Project: Scraping Public Data Screencast

Author

Your Name

Project Description

For your class project (which will take the place of the midterm exam), you will be recording a screencast in the style of David Robinson’s TidyTuesday screencasts.

You can find time-stamped, catalogued versions of some of David Robinson’s screencasts here.

Requirements:

  • Your screencast should be approximately 45 minutes long.

  • Your screencast should begin with identifying and explaining how to scrape or assemble from API calls some public data. This data can be generated by local, state, or national governments, nonprofit organizations, or advocacy organizations, but should not be from any for-profit entity.

  • You should showcase at least 4 different techniques you’ve learned in Stat 351. Some examples include:

    • web scraping or API use
    • efficient/“polite” techniques for acquiring data
    • functional programming
    • list processing
    • use of appropriate and well-chosen graphics
    • interactive graphics

Unlike David Robinson’s screencasts, you will write a rough pseudocode “script” before you start recording. This will give you a rough outline of how to do the analysis and what things you intend to cover.

Your goal is to help a future Stat 351 student understand some of the topics covered in this class. So while David Robinson and others who record their screencasts live might not fully explain what he’s doing, you should take the time to explain each technique you decide to use in a way that will help someone else understand.

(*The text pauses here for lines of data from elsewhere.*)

PR #1205, opened 2016-02-15
Fix CLI failing with TypeError if knex installation missing

jharting:
When run without local knex installation CLI currently fails with a nice error message in some cases and with TypeError with other cases (migrate:make, seed:make). This changes aligns the behavior to always show the expected error message.


elhigu:
@jharting thanks!

PR #1209, opened 2016-02-16
More control over timestamp defaults and auto updating.

fiveladdercon:
This is yet another proposal/fix about dealing with timestamps and NOW (i.e. #1109 etc.).

Firstly, I propose that an empty or undefined .defaultTo() on a timestamp results in a NOW default across the dialects.  This abstracts NOW and eliminates the need for a special NOW symbol in user code:

```
.timestamp('modified_at').defaultTo()
 --> modified_at timestamp default CURRENT_TIMESTAMP

.timestamp('modified_at').defaultTo(undefined)
 --> modified_at timestamp default CURRENT_TIMESTAMP
```

This change is made in the ColumnCompiler baseclass and permits per-dialect overrides as required.  The MySQL dialect overrides the baseclass as a demonstration and means the baseclass behavior can be changed if there is a better option across the dialects.

Secondly, I've added an .updating() chainable:

```
.timestamp('modified_at').defaultTo().updating()
-->  modified_at timestamp default CURRENT_TIMESTAMP on update CURRENT_TIMESTAMP`
```

This splits off the on update from the default because both options are valid on their own (in different tables):

```
x.timestamp('a').defaultTo() --> a timestamp default CURRENT_TIMESTAMP
y.timestamp('b').updating() --> b timestamp on update CURRENT_TIMESTAMP

```

This is only implemented in the MySQL dialect because I'm not sure of it's support in other dialects.

The last change is a convenience for a default of '0000-00-00 00:00:00' in non TRADITIONAL SQL mode:

```
.timestamp('a').defaultTo(0)
--> a timestamp default 0
```

Again this change is only in the MySQL dialect.  The integration test temporarily disables TRADITIONAL mode.


elhigu:
Closing due to inactivity. Also I think this should be implemented for every dialect to be merged in.

PR #5585, opened 2023-05-24
fix: config.log bind functions to config.log

Naymi:
problem:
image

image

cause:
image

Solution:
Just bind custom log function to config.log context


Naymi:
Sorry...
Updated

Naymi:
Fail not from me?

PR #5590, opened 2023-05-30
All I get are timeouts when using dropNullable and setNullable for mysql

DavidTanner:
I can run the raw command to add/drop nullable for a column, but when running using the utility method I get a timeout.


OlivierCavadenti (changes requested):
some unit test fails

DavidTanner:
I'm not really sure why this was failing in my setup.  The situation is more complex than I thought, and this PR as is won't cut it.

PR #5608, opened 2023-06-26
Ensure test DB exists at correct path in better-sqlite3 tests

undees:
Follow-up to #5530. Better-SQLite3 tests weren't passing on all platforms due to a path / sequencing issue. This PR addresses the issue by using `path.resolve()` instead of constructing paths by string addition, and by ensuring that an empty database exists no matter what order the tests run in.


undees:
Hi, @OlivierCavadenti! Sorry about the test issue; this PR should get them passing again.

OlivierCavadenti (approved):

There will be three deliverables for this project:

  1. Plan your dataset and topics
  2. Pseudocode script uploaded to github repository
  3. Screencast + github repository
    • Screencast uploaded to YouTube/YuJa
    • Approximate time index provided for each of the 4 techniques you’re demonstrating (examples)
    • Code uploaded to github repository

In lieu of a midterm exam, you will peer review a selection of your classmates’ screencasts.